Believe me, if I can do it, so can you.
A FINAL THOUGHT
We live in the most prosperous nation on Earth, yet as a society we’ve never been more unhealthy. Obesity, heart disease, diabetes, high blood pressure, and a vast array of very preventable diseases plague us unnecessarily. But rather than address these ailments’ underlying causes, our culture emphasizes pharmaceutical fixes. Just watch television for an hour and count how many ads you see for prescription medications.
If we want to heal—truly heal—and thrive, then we must embrace preventive medicine. A plant-based, whole-food diet has been shown, for example, to prevent and actually reverse heart disease (America’s number one killer) and impede or even arrest the development of a litany of other maladies, including the growth of cancer cells. Even erectile dysfunction is often symptomatic of circulatory disease. Overall, eating a plant-based diet is the easiest, most cost-effective—and environmentally conscious—way to vastly improve not just your own health but that of America and the world at large.
I’m not alone in my advocacy of this alternative approach to eating. In fact, plant-based nutrition has begun to go mainstream. Practitioners of veganism range from martial arts fighters such as Mac Danzig and Jake Shields, to Georges Laraque of the Montreal Canadiens, to Dave Zabriskie, who made headlines in 2010 as the first professional cyclist to ride the Tour de France as a vegan. And it’s not just professional athletes who’ve caught the fever. Among the converts to plant-based nutrition: Twitter founder Biz Stone, real estate magnate Mort Zuckerman, and Vegas hotelier Steve Wynn. The list is growing daily.
Still wary? Then here’s my challenge to you. Using the information in this book’s appendixes, adopt the PlantPower Diet.

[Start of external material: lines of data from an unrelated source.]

Issue #2920, opened 2025-08-06
Change Detection transforms


blaz-r:
### Description

I'm working on implementing BTC change detection model and I've faced some issues with the transforms.
- First issue is that OSCD transforms doe not work due to image size missmatch. Different images in the dataset have different image sizes so the batch can't be stacked causing `RuntimeError: stack expects each tensor to be equal size` in collate function. I think this could be solved by cropping the images using `_ExtractPatches` in `get_item`. 

- LevirCD also has issues with augmentations, since `_ExtractPatches` causes some shape issues when transforming **mask**: `AssertionError: Dimension 0 of input is expected to be 1, got 128`. I haven't really changed any other code, and believe this might have been missed since [test only cover case](https://github.com/microsoft/torchgeo/blob/95dba5c43a2828c04a6b0a316d1996c5d1c6b9c5/tests/transforms/test_transforms.py#L21-L23) where this is inside `AugmentationSequential`, not inside additional `VideoSequential` like in [case of levircd](https://github.com/microsoft/torchgeo/blob/95dba5c43a2828c04a6b0a316d1996c5d1c6b9c5/torchgeo/datamodules/levircd.py#L56-L58). 

2nd issue can be **partialy** fixed by adding a temporal dimension to masks (going from [B, 1, H, W] to [B, 1, 1, H, W]) using `unsqueeze` [here](https://github.com/microsoft/torchgeo/blob/95dba5c43a2828c04a6b0a316d1996c5d1c6b9c5/torchgeo/datasets/levircd.py#L83), but this would then potentially require squeezing in train code.

I also think that maybe both OSCD and Levir should use `_ExtractPatches` in train transforms, but right now they use random crop. It seems that original BIT implementation uses random crops for Levir, but in the paper they say they crop 1024x1024 into 256x256 patches. I've also seen this more often. 
OSCD protocol should probably also use crops of 96x96, not random crops on full image. This would maybe also resolve the 1st issue. 

Since these issues are up for debate, and I could be doing something wrong, I'm asking for best course of action here first, before fixing things and openin a PR.

### Steps to reproduce

Reproduce OSCD:

```python
oscd_root =  <path to oscd data>
oscd = OSCDDataModule(val_split_pct=0.1, batch_size=16, root=oscd_root, bands=OSCD.rgb_bands)
oscd.setup("fit")
for batch in oscd.train_dataloader():
    pass
```
[...]

Issue #2918, opened 2025-08-04
Add Be The Change (BTC) model.


blaz-r:
### Summary

I'm the author of Be The Change (BTC) model designed for bi-temporal remote sensing change detection.
@isaaccorley suggested on Linkedin that the model could be implemented in TorchGeo. 
If you find this suitable. I now have some time to implement it, but would have some questions.

### Rationale

The main point of BTC is that it's a relatively simple method that achives great results as a result of good selection of core components (like backbone pretraining, loss, correct augmentations...). I believe it can also serve as a solid starting point for future methods.

### Implementation

To add BTC to torchgeo, I belive that majority of components are already supported, but I would need to add:
 - [ ] port hugginface swin weights to torchvision (already have that working) and integrate loading into TorchGeo
 - [ ] add dice loss
 - [ ] modify / somehow change the default augmentations of CD datasets. 

What would be the best way to approach this? It could all be part of a single PR, or each its own with a final BTC PR that merges them all.

### Additional information

Paper arxiv: https://arxiv.org/abs/2507.03367
Original repo: https://github.com/blaz-r/BTC-change-detection

adamjstewart:
Yes, we would love to have your model in TorchGeo! Some comments:

* The majority of models in TorchGeo are based on timm, not torchvision. If your model is already compatible with timm's Swin ViT implementation, it should be very easy to add the model to https://github.com/microsoft/torchgeo/blob/main/torchgeo/models/swin.py.
* Is Dice part of the model architecture, or just used to train the model? We don't necessarily need to add it if it isn't part of the model architecture, and it may make more sense to contribute directly to PyTorch.
* Same here, just adding the pretrained model weights does not require all datasets to be made compatible. What kind of augmentations are you proposing? They need to remain compatible with all of our other CD models too.

isaaccorley:
- we only chose torchvision swin because the Satlas models use this implementation. Preferably we could use timm however if you already have them working with the torchvision swin then that is also fine
- smp actually has https://smp.readthedocs.io/en/latest/losses.html#diceloss implementation so likely don't need to add this unless yours is customized
- regarding the augmentations/transforms, we do allow for these to be added along with the models but detached from the datasets/datamodules so the user can choose to use them or not. I think it makes sense to add them into the same script containing the model. Note that we use kornia so preferably it would be compatible here so that we can leverage kornia's ability to augment both image/mask/bbox appropriately at the batch level.

blaz-r:
[...]

PR #2926, opened 2025-08-08
Add Be The Change (BTC) change detection model

blaz-r:
This PR adds the BTC model as discussed in #2918 . 
The BTC class was verified on OSCD dataset inside my own framework (which handles dataloading and loss). It closely matches the performance of the original implementation.
The final modifications (including dice loss to trainer) and full verification within the torchgeo framework will be performed later, once the data loading and transforms are fixed (related to #2920 and #2910 ). 

I'm opening this upfront, and would kindly ask if you could provide general feedback. I'm especially not sure about how the swin backbone is handled currently, but I think this is the easiest way of also loading pretrained feature layernorm weights.

### DIFF
--- a/docs/api/models/swin-transformer.rst
+++ b/docs/api/models/swin-transformer.rst
@@ -7,9 +7,9 @@ Swin Transformer
 .. autofunction:: swin_b
 .. autofunction:: swin_v2_t
 .. autofunction:: swin_v2_b
+.. autoclass:: SwinBackbone_Weights
+.. autoclass:: Swin_T_Weights
+.. autoclass:: Swin_S_Weights
+.. autoclass:: Swin_B_Weights
 .. autoclass:: Swin_V2_T_Weights
 .. autoclass:: Swin_V2_B_Weights
-.. autoclass:: Swin_B_Weights
-.. autoclass:: Swin_S_Weights
-.. autoclass:: Swin_T_Weights
-.. autoclass:: SwinBackbone_Weights


blaz-r:

torchgeo/models/btc.py
```diff
@@ -0,0 +1,233 @@
...
+        x = F.interpolate(x, (h, w), mode='bilinear', align_corners=False)
+        return x
+
+
+class SwinBackbone_Weights(WeightsEnum):  # type: ignore[misc]
+    """SwinBackbone weights."""
+
+    CITYSCAPES_SEMSEG_TINY = Weights(
+        url='https://huggingface.co/blaz-r/swin_tiny_cityscapes_semantic_torchvision/resolve/main/swin_tiny_cityscapes_semantic.pth',
+        transforms=lambda x: x,
```
isaaccorley: Change this to nn.Identity() here and below

torchgeo/models/btc.py
```diff
@@ -0,0 +1,233 @@
...
+        # scale to match input image
+        x = F.interpolate(x, (h, w), mode='bilinear', align_corners=False)
+        return x
+
+
+class SwinBackbone_Weights(WeightsEnum):  # type: ignore[misc]
+    """SwinBackbone weights."""
+
+    CITYSCAPES_SEMSEG_TINY = Weights(
+        url='https://huggingface.co/blaz-r/swin_tiny_cityscapes_semantic_torchvision/resolve/main/swin_tiny_cityscapes_semantic.pth',
```
isaaccorley: Can you change this from main to the commit hash so we can version control it. Here and below

torchgeo/models/btc.py
```diff
@@ -0,0 +1,233 @@
...
+            'license': 'mit',
+        },
+    )
+    CITYSCAPES_SEMSEG_SMALL = Weights(
+        url='https://huggingface.co/blaz-r/swin_small_cityscapes_semantic_torchvision/resolve/main/swin_small_cityscapes_semantic.pth',
+        transforms=lambda x: x,
+        meta={
+            'dataset': 'Cityscapes - semantic segmentation',
+            'in_chans': 3,
+            'model': 'SwinTransformer Tiny',
```
isaaccorley: Small not Tiny

torchgeo/models/btc.py
```diff
@@ -0,0 +1,233 @@
...
+            'license': 'mit',
+        },
+    )
+    CITYSCAPES_SEMSEG_BASE = Weights(
+        url='https://huggingface.co/blaz-r/swin_base_cityscapes_semantic_torchvision/resolve/main/swin_base_cityscapes_semantic.pth',
+        transforms=lambda x: x,
+        meta={
+            'dataset': 'Cityscapes - semantic segmentation',
+            'in_chans': 3,
+            'model': 'SwinTransformer Tiny',
```
isaaccorley: Base not Timy

torchgeo/models/btc.py
```diff
@@ -0,0 +1,233 @@
...
+            msg = f'Missing keys in pretrained weights: {missing}'
+            raise RuntimeError(msg)
+
+        # we select layers before reduction!
+        return_layers = ['features.1', 'features.3', 'features.5', 'features.7']
+        self.feature_extractor = create_feature_extractor(
+            model, return_nodes=return_layers
+        )
+        self.channels = self._get_feature_channels()
+        self.image_normalization = K.Normalize(
```
isaaccorley: Could we move this to the transforms in the weights instead so it's not hardcoded into the model and change this to nn.Identity() or K.Normalize(mean=[0], std=[1])

torchgeo/models/btc.py
```diff
@@ -0,0 +1,233 @@
...
+        for feat, norm in zip(features.values(), self.norms):
+            n, h, w, c = feat.shape
+            x = norm(feat)
+            x = rearrange(x, 'n h w c -> n c h w', n=n, h=h, w=w)
+            output.append(x)
+        return output
+
+    def _get_feature_channels(self) -> list[int]:
+        # dryrun
+        self.feature_extractor.eval()
```
isaaccorley, line 166: This sets the feature extractor to eval but doesn't set it back afterwards? Probably should be dynamic to check what mode it was in previously and set back to that

isaaccorley (changes requested):
Lgtm just a few minor comments

isaaccorley:
BTC needs to get added to the docs and registry in a few places. If you take a look at this PR https://github.com/torchgeo/torchgeo/pull/2719 you can see where to add them. Feel free to reach out here or in slack for tips on getting the tests to pass or if you want me to take over finishing up the tests.

blaz-r:
Great, thanks for the review. I'll check the copilot comments and the things you pointed out. I'll also do the docs and stuff + I do need to get this working with the latest changes to the base code. I'll report back when this is sorted.

blaz-r:
I've addressed the issues (I will recheck again tomorrow) and all the tests now pass. I will still have to verify the performance once the fixes in some related PRs are merged.

I have one more question regarding the registry thing: I did add the model in init.py, but all other places in the unet example do not seem applicable. I guess adding weight is an option, but while they are general they are Cityscapes weights, so my question is does it nake sense to add that to the weights.csv. If yes, which one?

torchgeo/models/btc.py
blaz-r: This now check for training state and reverts to original state after dryrun.

torchgeo/models/btc.py
blaz-r: I've moved that there now.

torchgeo/models/btc.py
blaz-r: All weights are now using commit hashs

torchgeo/models/btc.py
blaz-r: As discussed in other comment this is now the transform that was used before inside class (since this is the transform linked to the waights)

torchgeo/models/btc.py
```diff
@@ -0,0 +1,233 @@
...
+
+
+class SwinBackbone(Module):
+    """Swin backbone for multi-resolution feature extraction."""
+
+    def __init__(self, model_size: str = 'swin_base') -> None:
+        """Initialise swin backbone for multi-resolution feature extraction.
+
+        Args:
+            model_size: "tiny" or "base" swin size.
```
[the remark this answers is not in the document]
blaz-r: Updated as suggested.

torchgeo/models/btc.py
```diff
@@ -0,0 +1,233 @@
...
+        """
+        h, w = x.shape[-2:]
+        # change trainer stacks in channel, we want stacked in batch dim for backbone
+        x = rearrange(x, 'b (t c) h w -> (b t) c h w', c=3)
+        # extract multi-resolution features
+        features = self.backbone(x)
+        # feature difference by subtraction
+        fused = self.difference(features)
+        # UperNet impl. skips first 2 feats, we don't want that so we pad with 0
+        fused = [torch.tensor(0), torch.tensor(0), *fused]
```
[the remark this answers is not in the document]
blaz-r: Updated by movin instantiation to init and then using it later here

tests/models/test_btc.py
```diff
@@ -0,0 +1,58 @@
+# Copyright (c) Microsoft Corporation. All rights reserved.
```
adamjstewart:
```suggestion
# Copyright (c) TorchGeo Contributors. All rights reserved.
```
Same in all other files.

tests/models/test_btc.py
```diff
@@ -0,0 +1,58 @@
...
+# Licensed under the MIT License.
+
+from unittest.mock import MagicMock, patch
```
adamjstewart: We don't use unittest, use `pytest.MonkeyPatch` instead. These tests should look almost identical to existing model tests.

torchgeo/models/btc.py
```diff
@@ -0,0 +1,240 @@
...
+class BTC(Module):
+    """Be The Change (BTC) change detection model.
+
+    If you use this model in your research, please cite the following paper:
+
+    * https://doi.org/10.1109/TGRS.2025.3585342
+    * https://arxiv.org/abs/2507.03367
+    """
+
+    def __init__(self, backbone: str, classes: int = 1) -> None:
```
adamjstewart, line 37: A more specific type hint would be:

```suggestion
    def __init__(self, backbone: Literal['swin_tiny', 'swin_small', 'swin_base'], classes: int = 1) -> None:
```
if those are the only accepted values.

torchgeo/models/btc.py
```diff
@@ -0,0 +1,240 @@
...
+        # padding tensors used for compatibility with UPerNet implementation
+        self.upernet_padding = [torch.tensor(0), torch.tensor(0)]
+
+    def forward(self, x: Tensor) -> Tensor:
+        """BTC forward call.
+
+        Extract multi-resolution features, fuse by subtraction, decode with UperNet.
+
+        Args:
+            x: input image tensor (b, t*c, h, w)
```
adamjstewart, line 75: Should also document the return value

adamjstewart:
> I have one more question regarding the registry thing: I did add the model in init.py, but all other places in the unet example do not seem applicable. I guess adding weight is an option, but while they are general they are Cityscapes weights, so my question is does it nake sense to add that to the weights.csv. If yes, which one?

Do you only have models pre-trained on Cityscapes? Any models fine-tuned on satellite imagery? I would like to add all model weights, but don't know which to add it to if it isn't satellite imagery. We could make a generic RGB or Miscellaneous or something.

blaz-r:
The weights here are only CityScapes ported from the HuggingFace format to the torchvision Swin. This code doesn't include anything pretrained on satellite data so yeah I'm not sure. I will also address the comments tomorrow.

blaz-r:
I've addressed all the comments except the backbone str type hint, since in that case, the literal clashes with the change trainer backbone type of "str".

tests/models/test_btc.py
blaz-r: This is now fixed.

tests/models/test_btc.py
blaz-r: Updated.

torchgeo/models/btc.py
blaz-r: This clashes with type "str" in change trainer for backbone argument, so I left it as str.

torchgeo/models/btc.py
blaz-r: I added this, and also for the other function that didn't have it.

torchgeo/models/btc.py
adamjstewart: I'll fix that later I guess.

tests/models/test_btc.py
```diff
@@ -0,0 +1,61 @@
...
+        class FakeSwinWeights:
+            CITYSCAPES_SEMSEG_TINY = FakeWeights()
+
+        monkeypatch.setattr('torchgeo.models.btc.SwinBackbone_Weights', FakeSwinWeights)
+
+        with pytest.raises(
+            RuntimeError,
+            match=r'Failed to load pretrained weights for backbone: unexpected keys: ',
+        ):
+            SwinBackbone(model_size='swin_tiny')
```
adamjstewart: This test isn't very useful. We should test both real and random weights. See all of the other model tests for examples of this.

tests/trainers/test_change.py
```diff
@@ -232,7 +232,11 @@ def test_fcn_model(self) -> None:
         """FCN has no backbone/decoder. Need separate test for full test coverage."""
         ChangeDetectionTask(model='fcn')
 
-    @pytest.mark.parametrize('loss_fn', ['bce', 'jaccard', 'focal'])
+    def test_btc_model(self) -> None:
+        """BTC uses only swin backbones. Need separate test for full test coverage."""
+        ChangeDetectionTask(model='btc', backbone='swin_tiny')
+
+    @pytest.mark.parametrize('loss_fn', ['bce', 'jaccard', 'focal', 'dice'])
```
adamjstewart, line 245: Dice addition looks unrelated?

torchgeo/models/btc.py
```diff
@@ -0,0 +1,247 @@
...
+from torchvision.models.swin_transformer import SwinTransformer, swin_s, swin_t
+
+
+class BTC(Module):
+    """Be The Change (BTC) change detection model.
+
+    If you use this model in your research, please cite the following paper:
+
+    * https://doi.org/10.1109/TGRS.2025.3585342
+    * https://arxiv.org/abs/2507.03367
```
adamjstewart: We normally only add one link per paper

torchgeo/models/btc.py
```diff
@@ -0,0 +1,247 @@
...
+import segmentation_models_pytorch as smp
+import torch
+import torch.nn as nn
+import torch.nn.functional as F
+from einops import rearrange
+from torch import Tensor
+from torch.nn.modules import Module
+from torchvision.models import Weights, WeightsEnum
+from torchvision.models.feature_extraction import create_feature_extractor
+from torchvision.models.swin_transformer import SwinTransformer, swin_s, swin_t
```
adamjstewart: Is the timm Swin implementation compatible by any chance? We don't usually use the torchvision models, but we can.

torchgeo/models/btc.py
```diff
@@ -0,0 +1,247 @@
...
+        """
+        super().__init__()
+        self.encoder = SwinBackbone(backbone)
+        self.difference = subtraction_fusion
+        self.decoder = smp.decoders.upernet.decoder.UPerNetDecoder(
+            encoder_channels=[
+                0,
+                0,
+                *self.encoder.channels,
+            ],  # pad at the beginning since impl. cuts first two off
```
adamjstewart: Can we move the comment to a separate line so as not to stretch this line over multiple?

torchgeo/models/btc.py
```diff
@@ -0,0 +1,247 @@
...
+
+    Returns:
+        fused feature tensors list[(b c h w)].
+    """
+    out_features = []
+    for feat in x:
+        f1, f2 = rearrange(feat, '(b t) c h w -> t b c h w', t=2)
+        out_features.append(f1 - f2)
+
+    return out_features
```
adamjstewart, line 189: I don't see any helper functions for loading pre-trained weights?

torchgeo/trainers/change.py
```diff
@@ -128,6 +129,10 @@ def configure_losses(self) -> None:
                     ignore_index=ignore_index,
                     normalized=True,
                 )
+            case 'dice':
```
adamjstewart, line 132: dice changes seem unrelated, can be done in a different PR

torchgeo/models/btc.py
```diff
@@ -0,0 +1,247 @@
...
+        fused = self.upernet_padding + fused
+        # decode to change map
+        x = self.decoder(fused)
+        x = self.final_layer(x)
+        # scale to match input image
+        x = F.interpolate(x, (h, w), mode='bilinear', align_corners=False)
+        return x
+
+
+class SwinBackbone_Weights(WeightsEnum):  # type: ignore[misc]
```
adamjstewart: Could these be added to `torchgeo/models/swin.py` since they are only for the backbone?

tests/models/test_btc.py
blaz-r: The main reason for these tests is to get 100% coverage; to do this, we need to create some corrupted weights. The normal behavior is already tested by the trainer. I will, however, clarify this and add the "real" weights tests.

torchgeo/trainers/change.py
blaz-r: Okay I'll separate this into another PR

torchgeo/models/btc.py
blaz-r: I think that would be possible. I'll see about this and the above-mentioned Timm stuff. It will require some adjustments since swin.py is currently designed for torchvision's Swin V2, but I'll address that once I have the time.

tests/models/test_btc.py
adamjstewart: Empty weights are not as useful as real/random weights. All of the other model tests use real/random weights.

blaz-r:
The dice stuff is now removed as part of a separate PR. I'll address other comments after the CVPR deadline on Friday.

adamjstewart:
I was hoping to get this merged today or tomorrow so we can make a release...

torchgeo/models/btc.py
blaz-r: I've checked and the timm has different names. I also opted for the torchvision since the swin used in `torchgeo/models/swin.py` is torchvision implementation.

adamjstewart:
FYI, we're probably going to push the 0.8.0 release to next week. Good luck with your CVPR deadline!

torchgeo/models/btc.py
blaz-r: I don't understand what exactly it refers to, given the location of the code segment selected. The fusion has no weights since it's just elementwise subtraction.

torchgeo/models/btc.py
blaz-r: I've moved this now

torchgeo/models/btc.py
blaz-r: Done

torchgeo/models/btc.py
blaz-r: Changed to arxiv only

tests/models/test_btc.py
blaz-r: Since our model does not take weights enum directly I'd need to patch this somehow, but so far failed to do so. I'll try some more and see what I can do.

torchgeo/models/swin.py
```diff
@@ -240,6 +240,73 @@ class Swin_V2_B_Weights(WeightsEnum):  # type: ignore[misc]
...
+
+        Returns:
+            dict with state dict only if include_norms is False,
+            dict with 'state_dict' and 'feat_norms_state_dict' if include_norms is True.
+        """
+        full_state_dict = WeightsEnum.get_state_dict(self, *args, **kwargs)
+        if include_norms:
+            return full_state_dict
+        else:
+            return full_state_dict['state_dict']
```
isaaccorley:
```suggestion
```

Is this function used anywhere? I couldn't find it if so. If not we should remove otherwise we will need to add tests.

isaaccorley (changes requested):

torchgeo/models/swin.py
blaz-r: It is used by BTC that makes use of these saved norm layers. It should be covered by BTc test but I can add separate test as well?

isaaccorley: Oh I see it now nvm!

tests/models/test_btc.py
blaz-r: The tests now use real weights

blaz-r:
I'm not sure whetehr I should introduce separate helper functions for swin like there are currently for swin v2. These would then accept the weights enum. Do we even want that? The other option is to write a test to cover usage of SwinBackbone_Weights as regular swin weights (ie test that manually loads weights from this enum)?.

calebrob6:
Another option is to:
```
_ = SwinBackbone_Weights.CITYSCAPES_SEMSEG_TINY.get_state_dict(False)
```
somewhere and move on with life :)? 

I'd likely say, "write a test to cover usage of SwinBackbone_Weights as regular swin weights (ie test that manually loads weights from this enum)" though but will let @adamjstewart make a call here.

Anyway, thanks a ton for pushing on this @blaz-r! Just took a look at https://arxiv.org/pdf/2507.03367 and love it!

blaz-r:
Thanks for the comment :) The false is actually the default (so the weights work as regular swin weights by default). I did add the test that covers this exactly as you said. I didn't push it yet but if that is suitable I'll do that.

adamjstewart:
I would vote to add a helper function to match all of the other models. I would also like to know how important the layernorm flag is, as none of our other models have it. Ideally, the weights can be loaded without any further modification to the state dict. We can redistribute a paired down version of the weights if needed.

torchgeo/models/swin.py
```diff
@@ -247,6 +247,254 @@ class Swin_V2_B_Weights(WeightsEnum):  # type: ignore[misc]
     )
 
 
+class SwinBackbone_Weights(WeightsEnum):  # type: ignore[misc]
+    """SwinBackbone weights parent class.
+
+    These weights contain the encoder weights and optionally the backbone layernorm weights.
+    To select whether layernorm weights are returned pass `include_norms` to get_state_dict (default is false).
```
adamjstewart: versionadded

torchgeo/models/swin.py
```diff
@@ -247,6 +247,254 @@ class Swin_V2_B_Weights(WeightsEnum):  # type: ignore[misc]
...
+    """
+
+    def get_state_dict(
+        self, include_norms: bool = False, *args: Any, **kwargs: Any
+    ) -> Any:
+        """Get the state dict for this model from provided url, optionally including backbone layernorm weights.
+
+        Args:
+            include_norms (bool): Whether to also return backbone layernorm weights.
```
adamjstewart, line 266: Haven't seen this in other models. Can you explain why this is needed?

adamjstewart (changes requested):
Other things we are forgetting:

* Update `hubconf.py`
* Update `torchgeo/models/api.py`
* Update `tests/models/test_api.py`
* Update `docs/api/weights/aerial.csv` (or a different one, not sure what to call these weights)

@isaaccorley if you ever find time, we should make a checklist/tutorial for adding new models like we have for new datasets. Models are more complicated than anything else.

torchgeo/models/swin.py
blaz-r: When models are used in HuggingFace backbone they have these appended. I did also some testing and it does help with the performance a bit.

docs/api/weights/aerial.csv
```diff
@@ -1,3 +1,6 @@
 Weight,Channels,Source,Citation,License
+Swin_B_Weights.CITYSCAPES_SEMSEG,3,`link <https://github.com/facebookresearch/Mask2Former>`__,`link <https://arxiv.org/abs/2112.01527>`__,"CC-BY-NC-4.0"
```
adamjstewart, line 2: License can be found at https://github.com/facebookresearch/Mask2Former/blob/main/MODEL_ZOO.md#license

@blaz-r FYI, the license at https://hf.co/blaz-r/swin_tiny_cityscapes_semantic_torchvision is wrong.

adamjstewart (approved):

docs/api/weights/aerial.csv
blaz-r: Uh, thanks for the notice, I missed that and I'll update asap.

blaz-r:
What exactly is this referring to? The get state dict comment was marked as resolved since the function is used by BTC.

adamjstewart:
@isaaccorley had a change request, but I can't merge unless all reviews are "approved", so I dismissed his change request as stale.

adamjstewart:
Tests are currently very flaky due to internet access requirements. How hard would it be to refactor the model/weight code to not need to download anything during testing? This is how all (most) of our other models work. I also don't want to download anything by default unless users explicitly require it (security, principle of least surprise). Doesn't necessarily have to be today, but soon would be good to make CI happy.

See #1088 for some more background. Any other models you can hack to reduce the number of downloads during testing would be extremely appreciated.

blaz-r:
Okay, I'll have a look tomorrow.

Stick to it religiously for thirty days straight and you’ll feel dramatically better. Your energy levels will rise. You’ll feel lighter. Your focus will increase. Your mood and sleep will improve. Your blood pressure and cholesterol levels will normalize. You’ll feel motivated to exercise. If you’re an athlete, your recovery time, and thus your performance, will improve. And yes, you’ll lose weight. And if after a month you haven’t experienced most, if not all, of the above drastic improvements, I’ll happily wish you well as you return to your disease-provoking, artery-clogging, animal protein–based style of eating.